Also, the web site coding was botched. Notice how the hex holes aren't regular
hexagons. Now do a "view image" on the image. Whatever generated the HTML mess
for that site (it's clearly from a generator) botched the IMG size
information. Demandware, "Online shopping with the leader in On-Demand
eCommerce solutions", would be better off just using Wordpress.

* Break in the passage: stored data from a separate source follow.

PR #327, opened 2019-11-27
Add /help/ page with simple redirect

DanVanAtta:
Add a simplistic javascript redirect to send requests to /help
to /user-guide. Should fix broken links to /help and address:
https://github.com/triplea-game/triplea-game.github.io/issues/326

### DIFF
--- a/help.html
+++ b/help.html
@@ -1,10 +1,12 @@
 ---
 layout: page
-title: help-redirect
+title: help
 permalink: /help/
 ---
 
 <script>
   window.location.replace("/user-guide");
 </script>
+
+<a href="/user-guide">This page has moved</a>
 
--- a/help.html
+++ b/help.html
@@ -8,5 +8,4 @@ permalink: /help/
   window.location.replace("/user-guide");
 </script>
 
-<a href="/user-guide">This page has moved</a>
-
+<a href="/user-guide/">This page has moved</a>
--- a/help.html
+++ b/help.html
@@ -1,4 +1,5 @@
 ---
+title: help-redirect
 permalink: /help/
 ---
 
--- a/help.html
+++ b/help.html
@@ -1,0 +1,8 @@
+---
+permalink: /help/
+---
+
+<script>
+  window.location.replace("/user-guide");
+</script>
+
--- a/help.html
+++ b/help.html
@@ -1,4 +1,5 @@
 ---
+layout: page
 title: help-redirect
 permalink: /help/
 ---


help.html
```diff
@@ -0,0 +1,10 @@
+---
+layout: page
+title: help-redirect
+permalink: /help/
+---
+
+<script>
+  window.location.replace("/user-guide");
+</script>
```
RoiEXLab: Hmm you might want to consider using a fallback mechanism if javascript is not enabled.
A simple link, or even a meta refresh tag will do the trick already.

DanVanAtta: Good idea, by any chance do you know how to do a meta refresh in markdown?

RoiEXLab: Well you'll have to use normal html, but this'll require you to create a new template or something.
IIRC there was a way to use layouts with parameters, so there should be no need to have a second almost identical template

DanVanAtta: Hmm, at that rate IMO a link and relying on JS is probably sufficient. It's worth us keeping the overhead low. IIRC, virtually all browsers have JS enabled now, we'd be doing the template work just for the bots, and even then, they've the link they can follow.

DanVanAtta: Thoughts? @RoiEXLab

RoiEXLab: I'm not talking about browser support here, I'm mostly concerned about user using addons like noscript etc. that mostly use a default-disabled setting for individual scripts, so you have to opt-in to use them.
So some sort of indicator "please visit page xyz, redirect didn't work for some reason" would be nice so that people don't just have to look at an empty page if anything goes wrong

DanVanAtta: Agreed, a link like "Page moved to 'user-guides'" would be easy enough.
Small delay here, my jekyll broke, had to spend some time fixing it.

DanVanAtta: @RoiEXLab now updated: 535c241

Again, great suggestion/consideration.

With the link, if the redirect does not do its thing, the page will look like this:
Screenshot from 2019-11-27 18-12-26

DanVanAtta:
@RoiEXLab latest build failure could be a problem with the link checker.

I double checked the link and it works from a local jekyll, and of course it must start with `/`

https://travis-ci.org/triplea-game/triplea-game.github.io/builds/617999244?utm_medium=notification&utm_source=email

> Warning: File '/home/travis/build/triplea-game/triplea-game.github.io/_site/help/index.html' had issues: Link 'http://localhost:4000//user-guide' was redirected permanently to 'http://localhost:4000/user-guide/'. Consider updating this link

DanVanAtta:
>  everything too way longer than anticipated

Familiar story :smiley: 
No worries, thank you for the efforts/work @RoiEXLab

RoiEXLab:
Ok, this issue should be fixed in commit https://github.com/RoiEXLab/link-checker/commit/3c6a8c7dea93e8ce7a21c2ced84c827bd68f1988

DanVanAtta:
Thanks @RoiEXLab , I restarted the PR build for this.

RoiEXLab:
@DanVanAtta Now there's the same issue as in #328

DanVanAtta:
This PR neither created nor fixes those build issues, but they should be fixed out of band. I'm not sure I like a process where external dependencies can break unrelated PRs. The linter check is good as a PR check, to avoid the blocking issue it perhaps should be run against master on a cron job.
The as-is configuration is probably fine, though I'm not sure if we can get the problem fixed and might need to remove the old download links if we can't get them fixed.

RoiEXLab:
To be fair, I don't think we'd really notice when a cron job fails.
We probably wouldn't have realized until now if you hadn't created a PR 🤷‍♂

DanVanAtta:
Generally agree @RoiEXLab 

some good news, the broken links are all within release notes, not real harm to converting those links to plain text and/or just having the release tag without artifact.

I thought the links were coming from our previous 'release' download page: https://triplea-game.org/old_downloads/, but they are not. Looking at that page, another problem, it's getting really out of date! We only have one release on it, and it's from several releases back.

RoiEXLab:
Did your tag removal really take all releases with it?
If yes, how did you find the correct commit for the tag so fast?

I don't think losing the artifacts would really be a problem, but it might help to debug a problem in the future if we can get a more narrow range of commits that could have introduced a regression.

DanVanAtta:
> Did your tag removal really take all releases with it?

The corresponding releases, yes. The 1.8.0.9 was kept and any tags well over a  year ago.

> If yes, how did you find the correct commit for the tag so fast?

You have to pro-actively remove tags from your local repo for them to be gone. The list of names was enough to know which tags to push back to origin. Tags are very similar to branches, hence the performance hit, we've effectively 3k+ branches in TripleA due to the tagging.

> I don't think losing the artifacts would really be a problem, but it might help to debug a problem in the future if we can get a more narrow range of commits that could have introduced a regression.

Installing from artifact would only go so far, Mac and non-Mac code *is* different, so are other variants of which JDK, etc...  Having commit range is useful, fundamentally we have the tags around for the last few releases that anyone is playing. The very old tags and having those releases is probably just for nostalgia/historical reasons at this point, I don't know of any real practical purpose behind them at this point.

help.html
```diff
@@ -0,0 +1,12 @@
...
+layout: page
+title: help
+permalink: /help/
+---
+
+<script>
+  window.location.replace("/user-guide");
+</script>
+
+<a href="/user-guide">This page has moved</a>
```
RoiEXLab:
```suggestion
<a href="/user-guide/">This page has moved</a>
```
Oh and btw. this fixes an actual issue caught by the link checker. `/user-guide` redirects to `/user-guide/` which is a completely uneccessary request to be made from a client perspective

DanVanAtta: :+1:

PR #328, opened 2019-11-30
Add codeclimate markdown lint plugin

DanVanAtta:
Set up code climate config file with third party plugin to do
markdown linting.

### DIFF
--- a/.codeclimate.yml
+++ b/.codeclimate.yml
@@ -1,0 +1,5 @@
+plugins:
+  # https://docs.codeclimate.com/docs/markdownlint
+  markdownlint:
+    enabled: true
+


RoiEXLab:
Interesting, looks like https://github.com/triplea-game/triplea/issues/5608 indeed did have an impact.
I mean good thing it got caught

DanVanAtta:
@RoiEXLab what was the impact? I've missed it so far.

DanVanAtta:
@RoiEXLab ah, spotted it

DanVanAtta:
I pushed the missing tags, with luck should all be okay now.

DanVanAtta:
Actually, we'll need artifacts to be created, I'm not sure how well that is going to go : (

DanVanAtta:
For follow-up, we may want to add eslint as well:

https://docs.codeclimate.com/docs/eslint 
```
 eslint:
    enabled: true
```

RoiEXLab:
I guess this can be merged?

PR #329, opened 2019-12-26
Format linux install command for easier copier paste

DanVanAtta:


download.html
```diff
@@ -52,7 +52,7 @@ <h2>Mac OS X Installation</h2>
 <div id="linux-install" class="installation-instructions">
   <h2>Linux Installation</h2>
   <p>Once the installer finishes downloading, make it executable (chmod +x ./TripleA_*unix.sh)</p>
```
RoiEXLab: What about this line?

download.html
```diff
@@ -52,7 +52,7 @@ <h2>Mac OS X Installation</h2>
...
-  <p>Now run the installer (./TripleA_...unix.sh)</p>
+  <p>Now run the installer: <code>./TripleA_...unix.sh</code></p>
```
RoiEXLab: Hmm could we change this to `./TripleA_*unix.sh`? Would that work?

PR #332, opened 2020-02-08
Rule book html

DanVanAtta:
Takes a pretty solid first stab at porting the rule-book PDF to HTML

To note, the tactical handbook was attached to rule-book and is being split into its own file. The tactical-handbook does not yet have any images or formatting applied to it.


RoiEXLab:
Interesting approach.
I would've tried to use something like https://github.com/mozilla/pdf.js for this, which is the tool that internally converts any PDF to HTML + JS + CSS in order to display it inside your browser.
However there's some JS magic going on there, I wasn't able to cleanly export the generated HTML to just view it inside a browser correctly.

By the way, is this thing metric or English?

------
alricb
Only a #2 Robertson (square)? Have these people ever been to Canada? #1 is
much, much more common (since they'll be on the head of most wood screws)

------
chiph
It'd be cool to have a way to bind the links up so they stayed stationary, and
then you'd rotate your workpiece around it. Instead of spinning the
screwdriver, which would be awkward with the floppy bracelet, you'd prop it up
and turn your item around the bracelet.

------
MrMember
It looks interesting but the price on them is insane. The watchless version
has an MSRP of $150.

------
AdmiralAsshat
Very elegant piece, no doubt. But for what it's estimated to cost, I think
I'll be keeping the $10 keychain Swiss Army Knife and the $2 credit-card sized
multi-tool that everyone and their mother got as a stocking stuffer for the
moment.

------
anonbanker
This entire thread feels like an advertisement, and all the post have a very
reddit-feel. Am I the only one noticing this?

------
crimsonalucard
I would rather wear this then an iwatch.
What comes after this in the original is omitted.